* Required action: Counting the line with "- [shell-provisioning] Copy" as the last one, copy out the lines of the data exactly from the first onward.

* Data:
>>>

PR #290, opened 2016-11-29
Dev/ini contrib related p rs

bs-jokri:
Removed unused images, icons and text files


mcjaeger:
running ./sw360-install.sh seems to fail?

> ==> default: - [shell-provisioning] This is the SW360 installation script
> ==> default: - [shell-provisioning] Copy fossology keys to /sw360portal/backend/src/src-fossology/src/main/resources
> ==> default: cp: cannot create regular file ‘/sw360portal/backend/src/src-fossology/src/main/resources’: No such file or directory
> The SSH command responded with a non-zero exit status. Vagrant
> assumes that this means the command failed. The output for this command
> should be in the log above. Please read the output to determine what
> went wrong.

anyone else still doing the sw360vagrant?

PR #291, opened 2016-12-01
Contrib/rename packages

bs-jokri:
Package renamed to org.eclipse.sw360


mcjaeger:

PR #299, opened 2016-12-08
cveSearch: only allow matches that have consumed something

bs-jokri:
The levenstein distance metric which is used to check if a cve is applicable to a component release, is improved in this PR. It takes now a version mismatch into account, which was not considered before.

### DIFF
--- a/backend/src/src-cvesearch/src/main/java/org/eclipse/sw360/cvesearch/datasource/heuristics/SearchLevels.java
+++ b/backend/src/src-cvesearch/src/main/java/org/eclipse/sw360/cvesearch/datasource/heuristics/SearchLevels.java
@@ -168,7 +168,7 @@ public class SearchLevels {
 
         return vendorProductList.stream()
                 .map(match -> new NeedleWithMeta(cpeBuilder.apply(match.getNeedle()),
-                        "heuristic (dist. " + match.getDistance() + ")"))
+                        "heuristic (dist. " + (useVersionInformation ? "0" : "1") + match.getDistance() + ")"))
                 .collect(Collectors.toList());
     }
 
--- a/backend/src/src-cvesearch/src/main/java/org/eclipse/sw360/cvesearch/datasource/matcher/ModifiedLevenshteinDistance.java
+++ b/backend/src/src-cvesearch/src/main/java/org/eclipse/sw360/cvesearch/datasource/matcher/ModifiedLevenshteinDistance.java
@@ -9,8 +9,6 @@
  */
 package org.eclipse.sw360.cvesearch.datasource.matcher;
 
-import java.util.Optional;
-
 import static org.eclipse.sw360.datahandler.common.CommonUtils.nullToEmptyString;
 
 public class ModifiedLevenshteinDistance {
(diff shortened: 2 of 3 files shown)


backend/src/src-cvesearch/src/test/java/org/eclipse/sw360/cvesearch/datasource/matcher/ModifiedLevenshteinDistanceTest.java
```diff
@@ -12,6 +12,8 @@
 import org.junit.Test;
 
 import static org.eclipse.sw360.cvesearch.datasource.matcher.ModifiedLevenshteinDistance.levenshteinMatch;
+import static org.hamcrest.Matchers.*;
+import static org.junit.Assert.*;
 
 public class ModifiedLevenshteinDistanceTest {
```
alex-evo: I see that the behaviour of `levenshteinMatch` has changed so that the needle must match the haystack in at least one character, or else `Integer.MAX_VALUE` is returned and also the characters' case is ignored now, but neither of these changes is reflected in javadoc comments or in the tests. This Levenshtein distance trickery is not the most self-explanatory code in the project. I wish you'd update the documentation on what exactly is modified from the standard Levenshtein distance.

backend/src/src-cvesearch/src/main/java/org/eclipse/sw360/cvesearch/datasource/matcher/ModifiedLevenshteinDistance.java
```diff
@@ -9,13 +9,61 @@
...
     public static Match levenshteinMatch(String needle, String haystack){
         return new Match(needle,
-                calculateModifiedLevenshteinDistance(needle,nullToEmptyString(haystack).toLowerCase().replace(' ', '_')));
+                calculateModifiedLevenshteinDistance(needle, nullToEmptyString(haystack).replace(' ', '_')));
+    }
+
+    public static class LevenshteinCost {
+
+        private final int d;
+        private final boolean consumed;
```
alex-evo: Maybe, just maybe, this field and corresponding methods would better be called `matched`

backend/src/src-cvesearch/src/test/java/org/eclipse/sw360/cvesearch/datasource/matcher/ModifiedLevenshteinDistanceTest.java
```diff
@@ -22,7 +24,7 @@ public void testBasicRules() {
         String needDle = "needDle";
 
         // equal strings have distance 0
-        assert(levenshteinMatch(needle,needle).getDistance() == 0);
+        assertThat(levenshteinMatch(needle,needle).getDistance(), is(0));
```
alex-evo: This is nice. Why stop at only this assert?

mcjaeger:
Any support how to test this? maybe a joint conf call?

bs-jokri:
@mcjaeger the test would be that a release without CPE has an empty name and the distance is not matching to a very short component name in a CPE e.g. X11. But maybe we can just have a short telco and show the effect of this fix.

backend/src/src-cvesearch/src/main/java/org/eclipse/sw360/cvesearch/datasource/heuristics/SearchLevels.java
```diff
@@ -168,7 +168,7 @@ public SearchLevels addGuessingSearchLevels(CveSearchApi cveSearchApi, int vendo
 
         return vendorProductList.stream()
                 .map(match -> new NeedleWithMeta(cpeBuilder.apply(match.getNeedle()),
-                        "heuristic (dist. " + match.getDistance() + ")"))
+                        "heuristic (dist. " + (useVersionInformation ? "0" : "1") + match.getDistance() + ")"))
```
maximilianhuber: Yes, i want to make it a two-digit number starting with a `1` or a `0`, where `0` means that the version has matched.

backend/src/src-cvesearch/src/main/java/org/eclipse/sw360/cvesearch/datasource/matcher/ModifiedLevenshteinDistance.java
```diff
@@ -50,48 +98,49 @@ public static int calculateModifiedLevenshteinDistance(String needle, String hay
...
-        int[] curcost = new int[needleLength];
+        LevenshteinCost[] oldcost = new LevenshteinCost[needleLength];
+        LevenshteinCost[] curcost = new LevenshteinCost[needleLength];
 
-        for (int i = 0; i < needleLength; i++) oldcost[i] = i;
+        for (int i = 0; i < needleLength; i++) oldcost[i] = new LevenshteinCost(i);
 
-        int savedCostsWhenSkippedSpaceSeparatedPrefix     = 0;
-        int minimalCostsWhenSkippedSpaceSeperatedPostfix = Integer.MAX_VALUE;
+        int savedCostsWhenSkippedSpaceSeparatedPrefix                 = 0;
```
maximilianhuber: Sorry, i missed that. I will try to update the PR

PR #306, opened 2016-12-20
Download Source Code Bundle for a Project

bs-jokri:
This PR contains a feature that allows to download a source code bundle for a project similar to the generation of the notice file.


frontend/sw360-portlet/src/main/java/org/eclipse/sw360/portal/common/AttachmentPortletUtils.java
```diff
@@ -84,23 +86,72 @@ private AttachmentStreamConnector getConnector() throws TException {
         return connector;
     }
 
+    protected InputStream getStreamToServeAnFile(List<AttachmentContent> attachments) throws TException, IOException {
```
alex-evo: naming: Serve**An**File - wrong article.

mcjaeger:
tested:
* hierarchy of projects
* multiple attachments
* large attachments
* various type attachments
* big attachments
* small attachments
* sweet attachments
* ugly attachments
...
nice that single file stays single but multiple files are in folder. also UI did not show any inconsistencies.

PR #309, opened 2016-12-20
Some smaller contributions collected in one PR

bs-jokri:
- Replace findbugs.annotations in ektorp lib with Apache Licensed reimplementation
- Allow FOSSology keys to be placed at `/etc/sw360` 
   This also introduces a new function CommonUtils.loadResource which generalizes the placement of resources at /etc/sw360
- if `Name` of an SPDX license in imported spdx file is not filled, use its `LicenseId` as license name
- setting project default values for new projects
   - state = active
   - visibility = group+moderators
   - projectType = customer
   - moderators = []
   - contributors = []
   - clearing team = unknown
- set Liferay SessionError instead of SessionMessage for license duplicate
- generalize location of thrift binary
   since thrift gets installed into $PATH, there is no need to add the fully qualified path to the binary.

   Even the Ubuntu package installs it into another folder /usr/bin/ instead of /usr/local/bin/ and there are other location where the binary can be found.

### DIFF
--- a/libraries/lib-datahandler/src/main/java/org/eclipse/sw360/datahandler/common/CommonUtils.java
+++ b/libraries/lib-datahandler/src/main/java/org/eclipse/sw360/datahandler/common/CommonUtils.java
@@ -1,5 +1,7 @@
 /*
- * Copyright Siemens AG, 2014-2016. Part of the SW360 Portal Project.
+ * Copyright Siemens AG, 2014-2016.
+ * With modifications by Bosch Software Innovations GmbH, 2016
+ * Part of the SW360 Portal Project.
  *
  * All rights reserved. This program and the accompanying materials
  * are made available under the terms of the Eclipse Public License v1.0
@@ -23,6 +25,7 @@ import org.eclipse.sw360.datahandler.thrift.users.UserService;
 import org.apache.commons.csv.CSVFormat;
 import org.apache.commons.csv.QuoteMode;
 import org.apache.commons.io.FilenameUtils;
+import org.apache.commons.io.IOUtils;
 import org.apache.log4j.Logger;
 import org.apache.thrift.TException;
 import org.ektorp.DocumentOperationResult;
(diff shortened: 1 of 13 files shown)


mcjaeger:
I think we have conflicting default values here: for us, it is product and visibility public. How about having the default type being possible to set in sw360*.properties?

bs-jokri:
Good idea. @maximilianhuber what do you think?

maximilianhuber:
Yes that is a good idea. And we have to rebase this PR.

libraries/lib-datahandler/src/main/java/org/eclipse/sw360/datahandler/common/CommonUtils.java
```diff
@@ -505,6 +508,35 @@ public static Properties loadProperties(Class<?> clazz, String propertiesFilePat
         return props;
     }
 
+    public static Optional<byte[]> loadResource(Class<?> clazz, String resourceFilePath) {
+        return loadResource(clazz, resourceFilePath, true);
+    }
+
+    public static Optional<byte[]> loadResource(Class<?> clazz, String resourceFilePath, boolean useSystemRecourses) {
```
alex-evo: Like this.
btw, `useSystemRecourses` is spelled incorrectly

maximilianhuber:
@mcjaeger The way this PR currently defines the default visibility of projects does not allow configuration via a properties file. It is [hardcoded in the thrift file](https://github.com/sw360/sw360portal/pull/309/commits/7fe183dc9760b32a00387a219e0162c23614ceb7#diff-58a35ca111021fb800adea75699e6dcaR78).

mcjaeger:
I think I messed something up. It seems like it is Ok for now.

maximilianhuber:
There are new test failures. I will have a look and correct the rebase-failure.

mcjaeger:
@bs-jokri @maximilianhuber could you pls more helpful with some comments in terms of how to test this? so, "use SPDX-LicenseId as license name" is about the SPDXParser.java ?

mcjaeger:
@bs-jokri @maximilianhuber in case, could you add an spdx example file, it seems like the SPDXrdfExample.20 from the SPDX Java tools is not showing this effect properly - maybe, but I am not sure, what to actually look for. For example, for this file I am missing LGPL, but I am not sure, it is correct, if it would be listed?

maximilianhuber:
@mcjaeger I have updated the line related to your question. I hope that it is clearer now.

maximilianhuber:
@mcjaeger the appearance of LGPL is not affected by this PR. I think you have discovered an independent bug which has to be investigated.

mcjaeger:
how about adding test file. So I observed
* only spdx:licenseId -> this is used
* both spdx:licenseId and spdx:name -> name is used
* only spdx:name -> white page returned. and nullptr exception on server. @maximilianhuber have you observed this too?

<<<

* Answer for this exercise:
PR #290, opened 2016-11-29
Dev/ini contrib related p rs

bs-jokri:
Removed unused images, icons and text files


mcjaeger:
running ./sw360-install.sh seems to fail?

> ==> default: - [shell-provisioning] This is the SW360 installation script
> ==> default: - [shell-provisioning] Copy fossology keys to /sw360portal/backend/src/src-fossology/src/main/resources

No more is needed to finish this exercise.